Hugo Rifkind Hugo Rifkind

Politicians can’t dance, probably because they’re aliens

issue 18 August 2012

Let us talk about politicians dancing. Specifically, let us talk about Boris Johnson and David Cameron dancing to the Spice Girls at the Olympic closing ceremony. Graceful, elegant, debonair, all of these things it was not. Cameron clapped, strangled by his tie, like a man whose sober country church has been taken over for a week by some bastard with a guitar. Boris was more relaxed, swinging his belly to the beat as a bountiful chick might swing her boobs. Digging it, like Daddy Pig might dig the DJ at Peppa’s wedding. Did you see? The cameraman held them both for 20 seconds and then moved abruptly on. ‘This isn’t funny,’ a producer might have told him. ‘This is like watching them on the loo.’ And my response came in stages.

Stage 1: The comparative stage.

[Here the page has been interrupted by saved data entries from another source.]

PR #2424, opened 2026-06-29
fix: optimize expanded_license migration backfill

ctron:
## Summary

* Split migration backfill queries into two passes (LicenseRef- vs non-LicenseRef-), avoiding the expensive LEFT JOIN with `licensing_infos` and PL/pgSQL function calls for the majority of rows
* Add `ANALYZE` before backfill and use `MATERIALIZED` CTE to fix planner misestimates and prevent double function evaluation
* Replace `regexp_replace()` with boundary-aware `replace()` calls in `expand_license_expression_with_mappings()` for a ~2.16x speedup

### Query plan improvement

The original single-query backfill had a planner cost of ~1.8B due to a 170x row overestimate (7B vs ~40M) on the Hash Left Join. After splitting and adding ANALYZE, the LicenseRef- pass drops to ~15M cost (~120x reduction).

### Function benchmark (17 expression patterns x 1000 iterations, 8 mappings)

```
regex   : run1=226.3 ms  run2=226.8 ms  run3=226.4 ms  avg=226.5 ms
replace : run1=105.3 ms  run2=104.8 ms  run3=104.6 ms  avg=104.9 ms
speedup : 2.16x
```

## Test plan

- [ ] Run `cargo build -p trustify-migration` (passes)
- [ ] Run the benchmark script against a test database: `psql -f migration/src/m0002120_normalize_expanded_license/bench_expand.sql`
- [ ] Verify migration applies cleanly on a database with existing SBOM data
- [ ] Verify rollback (`down.sql`) restores the regex-based function

## Summary by Sourcery

Optimize the expanded license migration backfill for performance and planner stability.

New Features:
- Add a standalone SQL benchmark script to compare regex-based vs replace()-based license expression expansion.

Enhancements:
- Replace the regex-based expand_license_expression_with_mappings() implementation with a boundary-aware replace()-based version for faster expansion.
- Split the migration backfill into separate passes for LicenseRef and non-LicenseRef licenses to avoid unnecessary joins and function calls.
- Add ANALYZE statements and use a MATERIALIZED CTE in the backfill to improve query planner estimates and avoid duplicate function evaluations.

### DIFF
--- a/migration/src/m0002120_normalize_expanded_license/bench_expand.sql
+++ b/migration/src/m0002120_normalize_expanded_license/bench_expand.sql
@@ -1,0 +1,253 @@
+-- Benchmark: regexp_replace vs replace() for license expression expansion
+-- Run with: psql -f bench_expand.sql <database>
+--
+-- Creates temporary functions and test data, runs both implementations,
+-- verifies they produce identical results, and reports timings.
+
+-- Ensure the license_mapping type exists
+DO $$
+BEGIN
+    CREATE TYPE license_mapping AS (license_id TEXT, name TEXT);
+EXCEPTION WHEN duplicate_object THEN NULL;
+END $$;
+
+----------------------------------------------------------------------
+-- 1. Define both function variants under benchmark-specific names
+----------------------------------------------------------------------
+
+-- Old version: regex-based (dynamically compiled pattern per mapping)
+CREATE OR REPLACE FUNCTION bench_expand_regex(
+    license_text TEXT,
+    license_mappings license_mapping[]
+) RETURNS TEXT AS $$
+DECLARE
+    result_text TEXT := license_text;
+    mapping license_mapping;
+BEGIN
+    IF license_text IS NULL
+       OR POSITION('LicenseRef-' IN license_text) = 0
+       OR license_mappings IS NULL
+       OR array_length(license_mappings, 1) IS NULL THEN
+        RETURN license_text;
+    END IF;
+
+    FOREACH mapping IN ARRAY license_mappings
+    LOOP
+        IF POSITION('LicenseRef-' IN result_text) = 0 THEN
+            EXIT;
+        END IF;
+        result_text := regexp_replace(
+            result_text,
+            '\m' || mapping.license_id || '(?![a-zA-Z0-9.\-])',
+            mapping.name, 'g'
+        );
+    END LOOP;
+
+    RETURN result_text;
+END;
+$$ LANGUAGE plpgsql IMMUTABLE PARALLEL SAFE;
+
+-- New version: replace()-based (no regex, boundary-aware via SPDX delimiters)
+CREATE OR REPLACE FUNCTION bench_expand_replace(
+    license_text TEXT,
+    license_mappings license_mapping[]
+) RETURNS TEXT AS $$
+DECLARE
+    result_text TEXT;
+    mapping license_mapping;
+BEGIN
+    IF license_text IS NULL
+       OR POSITION('LicenseRef-' IN license_text) = 0
+       OR license_mappings IS NULL
+       OR array_length(license_mappings, 1) IS NULL THEN
+        RETURN license_text;
+    END IF;
+
+    result_text := ' ' || license_text || ' ';
+
+    FOREACH mapping IN ARRAY license_mappings
+    LOOP
+        IF POSITION('LicenseRef-' IN result_text) = 0 THEN
+            EXIT;
+        END IF;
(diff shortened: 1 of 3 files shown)


migration/src/m0002120_normalize_expanded_license/up.sql
```diff
@@ -25,36 +25,114 @@ CREATE TABLE IF NOT EXISTS sbom_license_expanded (
...
+    END LOOP;
+
+    RETURN substring(result_text FROM 2 FOR length(result_text) - 2);
+END;
+$$ LANGUAGE plpgsql IMMUTABLE PARALLEL SAFE;
+
+-- Update planner statistics before backfill for accurate cost estimates
+ANALYZE sbom_package_license;
+ANALYZE licensing_infos;
+ANALYZE sbom_license_expanded;
```
rh-jfuller, line 73: isnt this an empty table ? maybe we run this after things are populated

migration/src/m0002120_normalize_expanded_license/bench_expand.sql
```diff
@@ -0,0 +1,253 @@
+-- Benchmark: regexp_replace vs replace() for license expression expansion
+-- Run with: psql -f bench_expand.sql <database>
```
rh-jfuller, line 2: this is a manual check ... which probably does not need a separate test/CI in case of future changes but maybe we add some comment in migration.rs ... also if funcs are just for migration do they need to continue to live after migration ?

rh-jfuller (approved):
there maybe some minor diffs with old and new approach ex.  tab / new linedelimited expr (ex. LicenseRef-x\tAND ...) expands under old regex  but is unexpanded by new code ... is the new code matching _literal ASCII space only_ intentional ?

otherwise LGTM !

ctron:
> there maybe some minor diffs with old and new approach ex. tab / new linedelimited expr (ex. LicenseRef-x\tAND ...) expands under old regex but is unexpanded by new code ... is the new code matching _literal ASCII space only_ intentional ?
> 
> otherwise LGTM !

Claude said: it works.

● > Good question — let me walk through it precisely.
  >
  > **The regex pattern:** `\m` + `license_id` + `(?![a-zA-Z0-9.\-])`
  >
  > - `\m` — PostgreSQL word-start anchor: matches where the previous character is NOT in `[a-zA-Z0-9_]` (or at start of string)
  > - `(?![a-zA-Z0-9.\-])` — negative lookahead: the next character must NOT be alphanumeric, dot, or hyphen
  >
  > This means the regex matches `license_id` when it's bounded by "not a word/identifier character" on both sides.
  >
  > **The replace() version** uses sentinel spaces (to handle start/end of string) and checks 6 explicit boundary combinations:
  >
  > | Before | After | Example |
  > |--------|-------|---------|
  > | space | space | `MIT AND LicenseRef-foo AND BSD` |
  > | space | `)` | `LicenseRef-foo)` |
  > | space | `+` | `LicenseRef-foo+` |
  > | `(` | space | `(LicenseRef-foo AND MIT)` |
  > | `(` | `)` | `(LicenseRef-foo)` |
  > | `(` | `+` | `(LicenseRef-foo+)` |
  >
  > **Why this covers all valid SPDX expressions:** The SPDX expression grammar only allows license identifiers to be surrounded by:
  > - Before: space, `(`, or start of string
  > - After: space, `)`, `+`, or end of string
  >
  > Operators (`AND`, `OR`, `WITH`) are always space-separated. There are no other valid delimiters in the grammar. So the 6 combinations + sentinels are exhaustive for well-formed expressions.
  >
  > **Where they genuinely differ:** The regex `\m` is broader — it treats *any* non-word character as a valid boundary (tab, comma, colon, semicolon, etc.). Two cases where they'd diverge:
  >
  > 1. **`DocumentRef-xxx:LicenseRef-yyy`** — if a mapping targets just `LicenseRef-yyy`, the regex would match after `:` (non-word char), but replace() would not. However, replacing inside a `DocumentRef:LicenseRef` pair would likely
  produce broken output, so not matching is arguably more correct here.
  >
  > 2. **Malformed expressions** with unusual delimiters (tabs, commas, semicolons) — the regex would match, replace() would not. These aren't valid SPDX syntax.
  >
  > So the replace() version is equivalent for valid SPDX input and more conservative for malformed input. The benchmark's correctness check passed on all 17 test patterns, but those are all well-formed. If there's concern about malformed
  data in the database, it's worth checking.

ctron:
And yes, we do prevent illegal SPDX license expressions from being ingested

Is there a politician in Britain who would have looked better up there? No. Osborne would have been still as a petrified tree. Hague, moving inadvisably. And I have a strong mental image, for some reason, of Ed Miliband dancing like a robot from 1984. Ed Balls would be Boris in a different head. His wife would not dance. Harriet Harman would convey a strong impression of the handbag she was almost dancing around, although not quite as strong as that conveyed by, say, Caroline Flint. I cannot imagine how Vince Cable would dance to the Spice Girls. I try, and the spots gather before my eyes.

Stage 2: Resentment. This sucks. It bloody sucks. What is it with these people? Why do they all have to be so weird? Who wears a suit and tie to a pop concert, anyway? I know it’s a trivial point but, Christ, people are alienated from politics enough already.